PR #573, opened 2017-11-22
Presence feature

adamweeks:
Apologies for the massive PR, there are two main things happening here:
* widget-message uses the presence module to subscribe to all participants in a convo
* PresenceAvatar container displays an avatar with presence fetched from the module

Most of the commits are implementations of the PresenceAvatar and updates to the snapshots of those components.


adamweeks:
Deploy preview ready!

Built with commit 6dced185271ed580ab5e5ea8ef1a5cadc16d865a

https://deploy-preview-573--hopeful-hamilton-4090b9.netlify.com

adamweeks:
@bzang ready for a review now

packages/node_modules/@ciscospark/react-component-presence-avatar/package.json
```diff
@@ -0,0 +1,19 @@
...
+  "version": "0.1.0",
+  "description": "Cisco Spark React Presence Avatar",
+  "main": "./cjs/index.js",
+  "src": "./src/index.js",
+  "module": "./es/index.js",
+  "keywords": [],
+  "contributors": [
+  "Adam Weeks <adweeks@cisco.com>",
+  "Bernie Zang <nzang@cisco.com>"
+],
```
bzang: Indentation seems off here

.vscode/launch.json
```diff
@@ -0,0 +1,28 @@
+{
+    // Use IntelliSense to learn about possible attributes.
+    // Hover to view descriptions of existing attributes.
+    // For more information, visit: https://go.microsoft.com/fwlink/?linkid=830387
```
bzang: I didn't think comments are valid in JSON

packages/node_modules/@ciscospark/react-component-presence-avatar/src/index.js
```diff
@@ -0,0 +1,63 @@
...
+    else if (presenceStatus === `ooo`) {
+      avatarClasses.push(`ciscospark-presence-avatar-ooo`);
+      avatarClasses.push(styles.ooo);
+      icon = <Icon type={ICON_TYPE_PTO} />;
+    }
+    else if (presenceStatus === `dnd`) {
+      avatarClasses.push(`ciscospark-presence-avatar-dnd`);
+      avatarClasses.push(styles.dnd);
+      icon = <Icon type={ICON_TYPE_DND} />;
+    }
```
bzang: These `else if`s seem like a good candidate for a `switch case` statement

packages/node_modules/@ciscospark/react-component-presence-avatar/src/index.js
```diff
@@ -0,0 +1,63 @@
...
+  }
+
+  return (
+    <div className={classNames(avatarClasses)}>
+      {icon &&
+        <div className={classNames(`ciscospark-presence-avatar-icon-container`, styles.iconContainer)} >
+          <div
+            className={classNames(`ciscospark-presence-avatar-icon`, styles.icon)}
+            style={{fontSize: props.iconSize}}
```
bzang: Should we keep the same setup as we did in the Avatar component and have size be: `small`, `medium`, `large`? I definitely prefer that to allowing arbitrary avatar sizes. Will make it easier later to unilaterally change sizes when the new Spring designs come in.

packages/node_modules/@ciscospark/react-component-title-bar/src/index.js
```diff
@@ -4,13 +4,13 @@ import classNames from 'classnames';
...
-import Avatar from '@ciscospark/react-component-avatar';
+import PresenceAvatar from '@ciscospark/react-container-presence-avatar';
 
-export default function TitleBar({children, image, name}) {
+export default function TitleBar({avatarId, children, name}) {
   return (
     <div className={classNames(`ciscospark-title-bar`, styles.titleBar)}>
       <div className={classNames(`ciscospark-avatar-container`, styles.avatarContainer)}>
-        <Avatar image={image} name={name} />
+        <PresenceAvatar avatarId={avatarId} iconSize={`30px`} name={name} />
```
bzang: Title bar avatars could also be space avatars right? Should there be a check here to make sure we pick the most efficient avatar component?

packages/node_modules/@ciscospark/widget-message/src/selector.js
```diff
@@ -27,33 +24,22 @@ export const getMessageWidgetProps = createSelector(
...
-      return p;
-    });
+
+    propsObject.activities = activities.toJS();
+    propsObject.activityCount = activities.count();
+    propsObject.lastActivity = activities.last();
+    propsObject.firstActivity = activities.first();
+    propsObject.conversationId = conversation.get(`id`);
+    propsObject.participants = participants.toJS();
+    propsObject.space = space;
```
bzang: would this be better as a single constant set? e.g.
``` js
const propsObject = {
  activities: activities.toJS(),
  activityCount: activities.count(),
  ...
};
```

packages/node_modules/@ciscospark/redux-module-presence/src/actions.js
```diff
@@ -155,22 +105,18 @@ export function subscribeToUpdates(userIds, spark) {
...
-      resource: `subscriptions`,
-      body: {
-        subjects,
-        subscriptionTtl: 0,
-        includeStatus: true
-      }
-    })
+    spark.internal.presence.unsubscribe(subjects)
       .then(() => {
         spark.internal.mercury.off(`event:apheleia.subscription_update`);
```
bzang: Would this clear all listeners instead of just the subjects you want to unsubscribe from?

.vscode/launch.json
adamweeks: vscode made this file so I guess it works for them

packages/node_modules/@ciscospark/react-component-presence-avatar/src/index.js
adamweeks: I think we've removed every instance of the named sizes from all avatar implementations in favor of arbitrary sizes everywhere.

packages/node_modules/@ciscospark/react-component-title-bar/src/index.js
adamweeks: Space avatars get their avatar urls from the same store users do, it would just fail to find presence for the space id.

packages/node_modules/@ciscospark/widget-message/src/selector.js
adamweeks: Yea, that looks cleaner, not sure why I went this route except maybe debugging. Will change it.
..............................
The records above should be restated word for word in their entirety.

ANSWER SECTION:
PR #573, opened 2017-11-22
Presence feature

adamweeks:
Apologies for the massive PR, there are two main things happening here:
* widget-message uses the presence module to subscribe to all participants in a convo
* PresenceAvatar container displays an avatar with presence fetched from the module

Most of the commits are implementations of the PresenceAvatar and updates to the snapshots of those components.


adamweeks:
Deploy preview ready!

Built with commit 6dced185271ed580ab5e5ea8ef1a5cadc16d865a

https://deploy-preview-573--hopeful-hamilton-4090b9.netlify.com

adamweeks:
@bzang ready for a review now

packages/node_modules/@ciscospark/react-component-presence-avatar/package.json
```diff
@@ -0,0 +1,19 @@
...
+  "version": "0.1.0",
+  "description": "Cisco Spark React Presence Avatar",
+  "main": "./cjs/index.js",
+  "src": "./src/index.js",
+  "module": "./es/index.js",
+  "keywords": [],
+  "contributors": [
+  "Adam Weeks <adweeks@cisco.com>",
+  "Bernie Zang <nzang@cisco.com>"
+],
```
bzang: Indentation seems off here

.vscode/launch.json
```diff
@@ -0,0 +1,28 @@
+{
+    // Use IntelliSense to learn about possible attributes.
+    // Hover to view descriptions of existing attributes.
+    // For more information, visit: https://go.microsoft.com/fwlink/?linkid=830387
```
bzang: I didn't think comments are valid in JSON

packages/node_modules/@ciscospark/react-component-presence-avatar/src/index.js
```diff
@@ -0,0 +1,63 @@
...
+    else if (presenceStatus === `ooo`) {
+      avatarClasses.push(`ciscospark-presence-avatar-ooo`);
+      avatarClasses.push(styles.ooo);
+      icon = <Icon type={ICON_TYPE_PTO} />;
+    }
+    else if (presenceStatus === `dnd`) {
+      avatarClasses.push(`ciscospark-presence-avatar-dnd`);
+      avatarClasses.push(styles.dnd);
+      icon = <Icon type={ICON_TYPE_DND} />;
+    }
```
bzang: These `else if`s seem like a good candidate for a `switch case` statement

packages/node_modules/@ciscospark/react-component-presence-avatar/src/index.js
```diff
@@ -0,0 +1,63 @@
...
+  }
+
+  return (
+    <div className={classNames(avatarClasses)}>
+      {icon &&
+        <div className={classNames(`ciscospark-presence-avatar-icon-container`, styles.iconContainer)} >
+          <div
+            className={classNames(`ciscospark-presence-avatar-icon`, styles.icon)}
+            style={{fontSize: props.iconSize}}
```
bzang: Should we keep the same setup as we did in the Avatar component and have size be: `small`, `medium`, `large`? I definitely prefer that to allowing arbitrary avatar sizes. Will make it easier later to unilaterally change sizes when the new Spring designs come in.

packages/node_modules/@ciscospark/react-component-title-bar/src/index.js
```diff
@@ -4,13 +4,13 @@ import classNames from 'classnames';
...
-import Avatar from '@ciscospark/react-component-avatar';
+import PresenceAvatar from '@ciscospark/react-container-presence-avatar';
 
-export default function TitleBar({children, image, name}) {
+export default function TitleBar({avatarId, children, name}) {
   return (
     <div className={classNames(`ciscospark-title-bar`, styles.titleBar)}>
       <div className={classNames(`ciscospark-avatar-container`, styles.avatarContainer)}>
-        <Avatar image={image} name={name} />
+        <PresenceAvatar avatarId={avatarId} iconSize={`30px`} name={name} />
```
bzang: Title bar avatars could also be space avatars right? Should there be a check here to make sure we pick the most efficient avatar component?

packages/node_modules/@ciscospark/widget-message/src/selector.js
```diff
@@ -27,33 +24,22 @@ export const getMessageWidgetProps = createSelector(
...
-      return p;
-    });
+
+    propsObject.activities = activities.toJS();
+    propsObject.activityCount = activities.count();
+    propsObject.lastActivity = activities.last();
+    propsObject.firstActivity = activities.first();
+    propsObject.conversationId = conversation.get(`id`);
+    propsObject.participants = participants.toJS();
+    propsObject.space = space;
```
bzang: would this be better as a single constant set? e.g.
``` js
const propsObject = {
  activities: activities.toJS(),
  activityCount: activities.count(),
  ...
};
```

packages/node_modules/@ciscospark/redux-module-presence/src/actions.js
```diff
@@ -155,22 +105,18 @@ export function subscribeToUpdates(userIds, spark) {
...
-      resource: `subscriptions`,
-      body: {
-        subjects,
-        subscriptionTtl: 0,
-        includeStatus: true
-      }
-    })
+    spark.internal.presence.unsubscribe(subjects)
       .then(() => {
         spark.internal.mercury.off(`event:apheleia.subscription_update`);
```
bzang: Would this clear all listeners instead of just the subjects you want to unsubscribe from?

.vscode/launch.json
adamweeks: vscode made this file so I guess it works for them

packages/node_modules/@ciscospark/react-component-presence-avatar/src/index.js
adamweeks: I think we've removed every instance of the named sizes from all avatar implementations in favor of arbitrary sizes everywhere.

packages/node_modules/@ciscospark/react-component-title-bar/src/index.js
adamweeks: Space avatars get their avatar urls from the same store users do, it would just fail to find presence for the space id.

packages/node_modules/@ciscospark/widget-message/src/selector.js
adamweeks: Yea, that looks cleaner, not sure why I went this route except maybe debugging. Will change it.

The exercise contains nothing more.